Soul: Departs to constellation realm (vague theology) Body: Mortal shell (discarded) Memory: Lives in living (preservation duty) Hope: Reunion (someday, somehow)

Serpent View (Heretical)

Transformation: Death is change, not end Continuation: Consciousness persists (different form) Integration: Join greater whole Orthodox Horror: This is nightmare, not comfort


Costs of Death

Financial

Cremation: 10-50 coins (wood, labor) Clergy: 5-20 coins (donation) Feast: 20-100 coins (if held) Urn: 50-200 coins (if kept) Total: 35-370 coins (significant burden)

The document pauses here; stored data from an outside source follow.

PR #321, opened 2020-03-26
WIP: Run NM via systemd unit, don't depend on ip=dhcp kargs

cgwalters:
See https://github.com/coreos/ignition-dracut/issues/94
and https://github.com/coreos/ignition/pull/948

Needs pairing with a cosa PR to drop the default `ip=dhcp` kargs.

And yes we really want to upstream this into NM by default or so.

### DIFF
--- a/overlay.d/05core/usr/lib/dracut/modules.d/39coreos-ignitionnetwork/coreos-NetworkManager.service
+++ b/overlay.d/05core/usr/lib/dracut/modules.d/39coreos-ignitionnetwork/coreos-NetworkManager.service
@@ -1,0 +1,12 @@
+[Unit]
+Description=Network Manager (CoreOS initrd)
+Wants=network.target
+After=network-pre.target dbus.service
+Before=network.target network.service
+
+[Service]
+Type=oneshot
+RemainAfterExit=yes
+ExecStart=/usr/libexec/nm-initrd-generator rd.neednet=1 ip=dhcp,dhcp6
+ExecStart=/usr/sbin/NetworkManager --configure-and-quit=initrd --no-daemon
+CapabilityBoundingSet=CAP_NET_ADMIN CAP_DAC_OVERRIDE CAP_NET_RAW CAP_NET_BIND_SERVICE CAP_SETGID CAP_SETUID CAP_SYS_MODULE CAP_AUDIT_WRITE CAP_KILL CAP_SYS_CHROOT
--- a/overlay.d/05core/usr/lib/dracut/modules.d/39coreos-ignitionnetwork/module-setup.sh
+++ b/overlay.d/05core/usr/lib/dracut/modules.d/39coreos-ignitionnetwork/module-setup.sh
@@ -1,0 +1,20 @@
+#!/bin/bash
+# -*- mode: shell-script; indent-tabs-mode: nil; sh-basic-offset: 4; -*-
+# ex: ts=8 sw=4 sts=4 et filetype=sh
+
+depends() {
+    echo ignition network-manager
+}
+
+install_and_enable_unit() {
+    unit="$1"; shift
+    target="$1"; shift
+    inst_simple "$moddir/$unit" "$systemdsystemunitdir/$unit"
+    mkdir -p "$initdir/$systemdsystemunitdir/$target.requires"
+    ln_r "../$unit" "$systemdsystemunitdir/$target.requires/$unit"
+}
+
+install() {
+    # We're forcibly overriding NM to be run as a service
+    install_and_enable_unit coreos-NetworkManager.service network-online.target
+}
--- a/live/EFI/fedora/grub.cfg
+++ b/live/EFI/fedora/grub.cfg
@@ -28,6 +28,6 @@ set timeout=5
 
 ### BEGIN /etc/grub.d/10_linux ###
 menuentry 'Fedora CoreOS (Live)' --class fedora --class gnu-linux --class gnu --class os {
-	linux /images/vmlinuz @@KERNEL-ARGS@@ rd.neednet=1 ip=dhcp ignition.firstboot ignition.platform.id=metal
+	linux /images/vmlinuz @@KERNEL-ARGS@@ ignition.firstboot ignition.platform.id=metal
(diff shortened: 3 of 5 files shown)


dustymabe:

Charity: Poor families receive community support

Emotional

Grief: Universal, profound Trauma: Especially violent deaths Guilt: Survivors question (could I have prevented?) Exhaustion: Mourning is work

Social

Obligations: Attending funerals (community duty) Support: Providing meals, labor, presence Remembrance: Speaking names annually Burden: Shared (everyone mourns together)



In-World Documents

Funeral Prayer (Common)

Memory Eternal, hear their name.
[Name spoken]

They lived. They loved. They mattered.
Do not let them fade into the void.

We commit their body to fire.
We commit their ashes to sky.
We commit their memory to our hearts.

Until we join them,
Until the stars themselves forget to shine,
Memory eternal.

Mourner’s Journal

Attended three funerals this month. Three.

Mara (Rot), Darius (fell), Old Kellan (age—rare).

I’m tired of burning people I love.

But what choice do we have? The Rot won’t let us bury them. The Aether is all we have.

So we burn. We scatter. We remember.

And we keep living.

Because they would want us to.

I hope.


“Death in the Aetherium is common, constant, and unavoidable. We burn our dead because the Rot won’t let us bury them. We scatter their ashes because the Aether is all we have. We remember them because forgetting would be second death. And we keep living because that’s what the dead would want. Every funeral is reminder: life is brief, death is certain, and all we can do is honor those who came before and try to be worth remembering when our time comes.”